System Design - Designing Reliable Systems That Never Quit

A senior system designer does not try to prevent failure. They design a system that expects failure and recovers gracefully.

Nov 08, 2025

Reliability Green Belt | Reliability Engineering Academy

In our last post we learned that to scale a system we have to break it apart into many smaller independent services a microservices architecture.
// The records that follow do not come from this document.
PR #6616, opened 2025-07-10
feat: Introduce initial Flatcar support

jepio:
**What type of PR is this?**
/kind feature
/kind test

Introduce support for Flatcar in vhdbuilder and AB.

The vhdbuild is based on the Ubuntu packer files, with minimal changes that were needed to get things working. The vhdbuild uses a CustomData file when brining up the image build VM - this provides a nice sample that demonstrates butane/ignition usage. There are some changes (eg. repartitioning) that can only be done through customdata but this also allowed me to make less changes to the the vhdbuild scripts initially.

The AB CustomData/CSE needed to be extended with support for butane/ignition. The butane yaml input needs to be translated into ignition json which is passed as CustomData to the VM. The CustomData can't be gzipped directly, but the same goal is accomplished by having a "wrapper" ignition structure around the actual json - this allows for full input compression (see CustomData vs CustomData.inner in `pkg/agent/testdata/Flatcar/`).

Add an e2e test case for Arm64 and X86_64 images. This was tested using the `GALLERY_SUBSCRIPTION_ID` override that I also included in this PR.

Fixes #

**Requirements**:

- [ ] includes documentation
- [x] adds unit tests

**Release note**:

```
none
```


aks-node-controller/go.mod
```diff
@@ -9,16 +9,25 @@ require (
 	github.com/fsnotify/fsnotify v1.8.0
 	github.com/google/go-cmp v0.7.0
 	github.com/stretchr/testify v1.10.0
-	google.golang.org/protobuf v1.35.2
+	google.golang.org/protobuf v1.36.5
```
cameronmeissner, line 12: we need to configure dependabot to look at go.mod's other than the root...

e2e/node_config.go
```diff
@@ -653,6 +653,10 @@ func baseTemplateLinux(t *testing.T, location string, k8sVersion string, arch st
 					GalleryName:   "AKSUbuntuEdgeZone",
 					ResourceGroup: "AKS-Ubuntu-EdgeZone",
 				},
+				"AKSFlatcar": {
```
cameronmeissner, line 656: SIGConfig is entirely unused in agentbaker e2e, though thanks for being consistent

e2e/scenario_test.go
```diff
@@ -14,6 +14,52 @@ import (
 	"github.com/Azure/azure-sdk-for-go/sdk/resourcemanager/containerservice/armcontainerservice/v6"
 )
 
+func bootDiagnosticsVMConfigMutator(vmss *armcompute.VirtualMachineScaleSet) {
```
cameronmeissner: I think we should have a separate file/package to house common Scenario config mutators like this

cameronmeissner: honestly we probably want boot diagnostics enabled on all our E2E VMSS models, might be worth adding this as a common mutation

packer.mk
```diff
@@ -123,4 +130,12 @@ build-aks-node-controller:
 
 build-lister-binary:
 	@echo "Building lister binary for $(GOARCH)"
-	@bash -c "pushd vhdbuilder/lister && CGO_ENABLED=0 GOOS=linux GOARCH=$(GOARCH) go build -o bin/lister main.go && popd"
\ No newline at end of file
+	@bash -c "pushd vhdbuilder/lister && CGO_ENABLED=0 GOOS=linux GOARCH=$(GOARCH) go build -o bin/lister main.go && popd"
+
+generate-flatcar-customdata: vhdbuilder/packer/flatcar-customdata.json
```
cameronmeissner, line 135: nit: separate targets with a new line

parts/linux/cloud-init/artifacts/flatcar/cse_helpers_flatcar.sh
```diff
@@ -0,0 +1,24 @@
+#!/bin/bash
+
+echo "Sourcing cse_helpers_distro.sh for Flatcar"
+
+stub() {
+    echo "${FUNCNAME[1]} stub"
+}
```
cameronmeissner, line 7: nit: missing new line

parts/linux/cloud-init/artifacts/localdns.sh
```diff
@@ -442,7 +442,7 @@ verify_default_route_interface || exit $ERR_LOCALDNS_FAIL
 NETWORK_FILE="$(networkctl --json=short status "${DEFAULT_ROUTE_INTERFACE}" 2>/dev/null | jq -r '.NetworkFile')"
 verify_network_file || exit $ERR_LOCALDNS_FAIL
 
-NETWORK_DROPIN_DIR="${NETWORK_FILE}.d"
+NETWORK_DROPIN_DIR="/run/systemd/network/${NETWORK_FILE##*/}.d"
```
cameronmeissner, line 445: is this a safe change for other OS's other than flatcar?

@SriHarsha001

vhdbuilder/scripts/linux/flatcar/tool_installs_flatcar.sh
```diff
@@ -0,0 +1,22 @@
+#!/bin/bash
+
+echo "Sourcing tool_installs_flatcar.sh"
+
+stub() {
+    echo "${FUNCNAME[1]} stub"
+}
```
cameronmeissner, line 7: nit: missing new line

vhdbuilder/packer/flatcar-customdata.json
```diff
@@ -0,0 +1 @@
+{"ignition":{"version":"3.4.0"},"storage":{"files":[{"path":"/etc/extensions/aks-sysext/usr/lib/extension-release.d/extension-release.aks-sysext","contents":{"compression":"","source":"data:,ID%3Dflatcar%0ASYSEXT_LEVEL%3D1.0%0A"},"mode":420},{"overwrite":true,"path":"/etc/flatcar/update.conf","contents":{"compression":"","source":"data:,SERVER%3Ddisabled%0A"},"mode":420},{"path":"/etc/systemd/system/containerd.service.d/50-default-config.conf","contents":{"compression":"","source":"data:,%5BService%5D%0AEnvironment%3DCONTAINERD_CONFIG%3D%2Fetc%2Fcontainerd%2Fconfig.toml%0A"},"mode":420}],"links":[{"path":"/etc/extensions/aks-sysext/usr/local/bin","hard":false,"target":"/opt/bin"}]}}
```
cameronmeissner, line 1: why do we need a yaml and json version of the same payload?

aks-node-controller/go.mod
djsly: it doesn today. I think it only cares if there are CVEs

parts/linux/cloud-init/artifacts/localdns.sh
jepio: from: https://manpages.ubuntu.com/manpages/bionic/en/man5/systemd.network.5.html
>  In addition to [/etc/systemd/network](file://etc/systemd/network), drop-in ".d" directories can be placed in [/lib/systemd/network](file://lib/systemd/network) or
       [/run/systemd/network](file://run/systemd/network) directories. Drop-in files in [/etc](file://etc/) take precedence over those in [/run](file://run/) which in turn
       take precedence over those in /lib. Drop-in files under any of these directories take precedence over the
       main netdev file wherever located. (Of course, since [/run](file://run/) is temporary and [/usr/lib](file://usr/lib) is for vendors, it is
       unlikely drop-ins should be used in either of those places.)

So this will work for all OS's. It was a decision between `/etc` and `/run` and I figured `/run` since the drop-in is regenerated on every unit execution.

e2e/node_config.go
jepio: it looks unused, but if it can't be populated correctly e2e fails with:
```
    vmss.go:52: 
        	Error Trace:	/mnt/vss/_work/1/s/e2e/vmss.go:52
        	            				/mnt/vss/_work/1/s/e2e/test_helpers.go:153
        	            				/mnt/vss/_work/1/s/e2e/test_helpers.go:92
        	            				/mnt/vss/_work/1/s/e2e/scenario_win_test.go:242
        	Error:      	Received unexpected error:
        	            	unexpected error while constructing env-aware sig configuration for AKSFlatcar: sig gallery configuration for AKSFlatcar not found
        	Test:       	Test_Windows23H2Gen2CachingRegression

```

aks-node-controller/go.mod
jepio: What Sylvain said - dependabot does update other `go.mods` but only for CVE's.

parts/linux/cloud-init/artifacts/flatcar/cse_helpers_flatcar.sh
jepio: done

vhdbuilder/scripts/linux/flatcar/tool_installs_flatcar.sh
jepio: done

e2e/scenario_test.go
jepio: I moved the boot diagnostics enablement into the E2E VMSS model definition directly: https://github.com/Azure/AgentBaker/pull/6616/commits/1f6d4d531d2e7f61a0e212381819b90c5f59fad2

next time we add a new mutator i agree that it would make sense to move them into a separate file

vhdbuilder/packer/flatcar-customdata.json
jepio: So the json payload is what needs to be passed to the vm when it is created, but it's not really meant to be edited by humans. Yaml is the human editable format, and it gets transpiled with the `butane` tool. The advantage is that we catch syntax/configuration issues before an instance is booted.

I'm adding both here, because they won't be touched very often.

.pipelines/.vsts-vhd-builder-release.yaml
```diff
@@ -1226,6 +1234,56 @@ stages:
...
+        condition: eq('${{ parameters.buildflatcargen2 }}', true)
+        dependsOn: [ ]
+        timeoutInMinutes: 180
+        steps:
+          - bash: |
+              echo '##vso[task.setvariable variable=OS_SKU]Flatcar'
+              echo '##vso[task.setvariable variable=OS_VERSION]flatcar'
+              echo '##vso[task.setvariable variable=IMG_PUBLISHER]kinvolk'
+              echo '##vso[task.setvariable variable=IMG_OFFER]flatcar-container-linux-corevm-amd64'
+              echo '##vso[task.setvariable variable=IMG_SKU]alpha-gen2'
```
djsly, line 1247: is alpha what we want ? shoudl this be reflected in the resulting VHD name ?   or the assumption right now is that AKS will always be using Alpha

.pipelines/.vsts-vhd-builder-release.yaml
```diff
@@ -1226,6 +1234,56 @@ stages:
...
+        condition: eq('${{ parameters.buildflatcargen2arm64 }}', true)
+        dependsOn: [ ]
+        timeoutInMinutes: 180
+        steps:
+          - bash: |
+              echo '##vso[task.setvariable variable=OS_SKU]Flatcar'
+              echo '##vso[task.setvariable variable=OS_VERSION]flatcar'
+              echo '##vso[task.setvariable variable=IMG_PUBLISHER]kinvolk'
+              echo '##vso[task.setvariable variable=IMG_OFFER]flatcar-container-linux-corevm'
+              echo '##vso[task.setvariable variable=IMG_SKU]alpha'
```
djsly, line 1272: any reason why this is not `apha-gen2` ?

e2e/scenario_test.go
```diff
@@ -14,6 +14,40 @@ import (
 	"github.com/Azure/azure-sdk-for-go/sdk/resourcemanager/containerservice/armcontainerservice/v6"
 )
 
+func Test_Flatcar(t *testing.T) {
```
djsly, line 17: This is perfectly fine for the first PR, but I'm curious is we have a test plan in mind for other feature/mode the OS supports.

e2e/vmss.go
```diff
@@ -472,6 +472,11 @@ func getBaseVMSSModel(s *Scenario, customData, cseCmd, location string) armcompu
 				Mode: to.Ptr(armcompute.UpgradeModeAutomatic),
 			},
 			VirtualMachineProfile: &armcompute.VirtualMachineScaleSetVMProfile{
+				DiagnosticsProfile: &armcompute.DiagnosticsProfile{
```
djsly, line 475: nice, this allows us to access to remote console ?

parts/linux/cloud-init/artifacts/cse_helpers.sh
```diff
@@ -138,7 +138,7 @@ ERR_CLOUD_INIT_FAILED=223 # Error indicating that cloud-init returned exit code
 # For unit tests, the OS and OS_VERSION will be set in the unit test script.
 # So whether it's if or else actually doesn't matter to our unit test.
 if find /etc -type f,l -name "*-release" -print -quit 2>/dev/null | grep -q '.'; then
-    OS=$(sort -r /etc/*-release | gawk 'match($0, /^(ID_LIKE=(coreos)|ID=(.*))$/, a) { print toupper(a[2] a[3]); exit }')
+    OS=$(sort -r /etc/*-release | gawk 'match($0, /^(ID=(.*))$/, a) { print toupper(a[2]); exit }')
```
djsly, line 141: I dont understand the logic change here, is this a revert of a previous commit ?  or was `coreos` present siince the begininng and it was now causing issues ?

pkg/agent/baker.go
```diff
@@ -47,8 +52,15 @@ func (t *TemplateGenerator) getWindowsNodeBootstrappingPayload(config *datamodel
...
 	// this might seem strange that we're encoding the custom data to a JSON string and then extracting it, but without that serialisation and deserialisation
 	// lots of tests fail.
-	customData := getCustomDataFromJSON(t.getLinuxNodeCustomDataJSONObject(config))
-	return getBase64EncodedGzippedCustomScriptFromStr(customData)
+	var encoded string
+	if config.AgentPoolProfile.IsFlatcar() {
+		customData := getCustomDataFromJSON(t.getFlatcarLinuxNodeCustomDataJSONObject(config))
+		encoded = base64.StdEncoding.EncodeToString([]byte(customData))
+	} else {
+		customData := getCustomDataFromJSON(t.getLinuxNodeCustomDataJSONObject(config))
```
djsly, line 60: I"m guessing AzLinux and Ubuntu returns the same CustomScript.   What are the main differences between those and the Flatcar one ?

djsly: ok I see, you need to mimic the same payload but you are changing it to butane format to Flatcar to properly support it.

pkg/agent/baker.go
```diff
@@ -501,6 +628,9 @@ func getContainerServiceFuncMap(config *datamodel.NodeBootstrappingConfiguration
 		"IsNoneCNI": func() bool {
 			return cs.Properties.OrchestratorProfile.IsNoneCNI()
 		},
+		"IsFlatcar": func() bool {
+			return profile.IsFlatcar()
```
djsly, line 632: should it be in `profile.Distro.` like the other OS SKU boolean functions ?

djsly: hum I guess the Ubuntu ones are not under `.Distro` ... not sure why he Kata and Mariner ones are... :(

pkg/agent/baker.go
```diff
@@ -982,7 +1112,7 @@ func getContainerServiceFuncMap(config *datamodel.NodeBootstrappingConfiguration
 			return base64.StdEncoding.EncodeToString(b.Bytes()), nil
 		},
 		"ShouldEnableCustomData": func() bool {
-			return !config.DisableCustomData
+			return !config.DisableCustomData && !profile.IsFlatcar()
```
djsly, line 1115: @Devinwong  / @r2k1   will this prevent Scriptless to work on Flatcar ?

cameronmeissner (approved):

vhdbuilder/packer/install-dependencies.sh
```diff
@@ -352,6 +352,8 @@ while IFS= read -r p; do
           installContainerd "${downloadDir}" "${evaluatedURL}" "${version}"
         elif isMarinerOrAzureLinux "$OS"; then
           installStandaloneContainerd "${version}"
+        elif isFlatcar "$OS"; then
+          installStandaloneContainerd "${version}"
```
djsly, line 356: this is the only package missing from the default flatcar market place image ?

vhdbuilder/packer/produce-packer-settings.sh
```diff
@@ -216,6 +218,10 @@ fi
 
 echo "Using finalized SIG_IMAGE_NAME: ${SIG_IMAGE_NAME}, SIG_GALLERY_NAME: ${SIG_GALLERY_NAME}"
 
+if [ "${SUBSCRIPTION_ID}" != "${GALLERY_SUBSCRIPTION_ID}" ]; then
```
djsly, line 221: thanks for adding this, I feel it will help with other use cases!

djsly (approved):
I didnt any changs to the packer/test/validate_linux_content.sh file, is this compatible ?

.pipelines/.vsts-vhd-builder-release.yaml
jepio: Yes, alpha is the fastest releasing channel, it's not "alpha quality" or anything. I don't think we need to surface this - the plan is to stick to alpha until we're ready to switch to an lts channel at which point we can follow SafeOS naming.

.pipelines/.vsts-vhd-builder-release.yaml
jepio: I admit the naming is inconsistent across offers but the flatcar-container-linux-corevm offer is arm64 gen2 only.
This is correct:
https://www.flatcar.org/docs/latest/installing/cloud/azure/#arm64

e2e/scenario_test.go
jepio: I intend to add test cases as we work through every feature to make sure it works correctly.
First up will be those related to node configuration.

e2e/vmss.go
jepio: Yes, this enables access to serial console too. This has been helpful for troubleshooting boot/join failures in e2e.

parts/linux/cloud-init/artifacts/cse_helpers.sh
jepio: Flatcar has:
ID=flatcar
ID_LIKE=coreos

This line previously captured OS=COREOS. This is legacy from aks-engine.

So this change makes it such that we can match specifically on OS=FLATCAR.

pkg/agent/baker.go
jepio: Yes, it's a different format and encoding but still generated from the same single nodecustomdata.yml template.

pkg/agent/baker.go
jepio: The implementation calls profile.Distro.IsFlatcarDistro(). I was trying to imitate what I found but there are some inconsistencies.

pkg/agent/baker.go
jepio: Haven't tested scriptless yet - probably should.
As far as I can tell this condition only disables a loop waiting for cloudinit to finish at the start of CSE, Flatcar doesn't have cloudinit and there's a customdata is processed to completion in early boot, guaranteed to be done before extensions are executed.

vhdbuilder/packer/install-dependencies.sh
jepio: containerd is actually present in flatcar images, but it's default configuration is in a different location than /etc.

I used this hook to move the configuration to /etc so that the vhd build can properly run containerd for pulling images.
This is smth I intend to revisit when we start making more changes to support flatcar more deeply.

PR #6617, opened 2025-07-10
perf: measure linux TLS bootstrapping latency

cameronmeissner:
**What type of PR is this?**

this PR adds a mechanism to measure how long it takes between when we start kubelet, and when a fresh kubeconfig has been placed on-disk for the kubelet to use to register itself and join the cluster. this new mechanism utilizes a OneShot systemd service which generates guest agent events when a new kubeconfig file is created within kubelet's PKI directory

these measurements technically only tell us how long TLS bootstrapping (whether vanilla or STLS) delays node registration, these measurements are also very close to being how long it takes the node to actually register itself with the apiserver as well, assuming no connectivity issues.

these measurements will be used to more accurately define SLOs/SLIs around STLS bootstrapping latency (we need to either be as fast or faster than what we observe from these measurements in the vanilla TLS bootstrapping case)

Fixes #

**Requirements**:

- [ ] includes documentation
- [ ] adds unit tests

**Release note**:

```
none
```


parts/linux/cloud-init/artifacts/measure-tls-bootstrapping-latency.sh
```diff
@@ -0,0 +1,78 @@
...
+        --arg EventTid    "0" \
+        '{Timestamp: $Timestamp, OperationId: $OperationId, Version: $Version, TaskName: $TaskName, EventLevel: $EventLevel, Message: $Message, EventPid: $EventPid, EventTid: $EventTid}'
+    )
+    echo ${json_string} > ${EVENTS_LOGGING_DIR}${eventsFileName}.json
+}
+
+waitForTLSBootstrapping() {
+    if ! command -v inotifywait >/dev/null 2>&1; then
+        echo "inotifywait is not available, unable to wait for TLS bootstrapping"
+        exit 0
```
djsly, line 39: maybe explains why we want return 0

parts/linux/cloud-init/artifacts/measure-tls-bootstrapping-latency.sh
```diff
@@ -0,0 +1,78 @@
...
+        fi
+    done
+
+    # check once more if there was a kubeconfig created after finishing the inotifywait loop
+    # to avoid data skewing, we don't emit a guest agent event in this case
+    # this would only happen if we hit a race condition between first checking kubeconfig existence and starting inotifywait
+    if [ -f "$KUBECONFIG_PATH" ]; then
+        echo "kubeconfig now exists at: $KUBECONFIG_PATH"
+    else
+        echo "kubeconfig was not created after ${WATCH_TIMEOUT_SECONDS}s"
```
djsly, line 74: I would create an AKs.Runtime event here to ensure we can have visibility for how many times we hit timeouts. or else those will just be `hidden`

cameronmeissner: added

djsly (approved):

PR #6627, opened 2025-07-14
enable WS2025 e2e tests, improve e2e test speed by replicating in advance

timmy-wright:
**What type of PR is this?**

/kind chore

replicating during the build seems to add no meaningful time, but saves 7 to 10 mins in the e2e tests:

From the "build" step:
* Replicating to westus3 in build: ==> Wait completed after 41 minutes 23 seconds
* Not replicating to westus3 in build ==> ==> Wait completed after 42 minutes 48 seconds

Fixes #

**Requirements**:

- [ ] includes documentation
- [ ] adds unit tests

**Release note**:

```
none
```

### DIFF
--- a/e2e/test_helpers.go
+++ b/e2e/test_helpers.go
@@ -248,7 +248,7 @@ func prepareAKSNode(ctx context.Context, s *Scenario) {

This horizontal scaling is great for handling massive traffic but it introduces a critical challenge failure is now guaranteed. When you have 100 independent components running on 100 different servers something is always going to fail a network cable breaks a server runs out of memory or a database connection times out.

A senior system designer does not try to prevent failure. They design a system that expects failure and recovers gracefully. This is the core of reliability.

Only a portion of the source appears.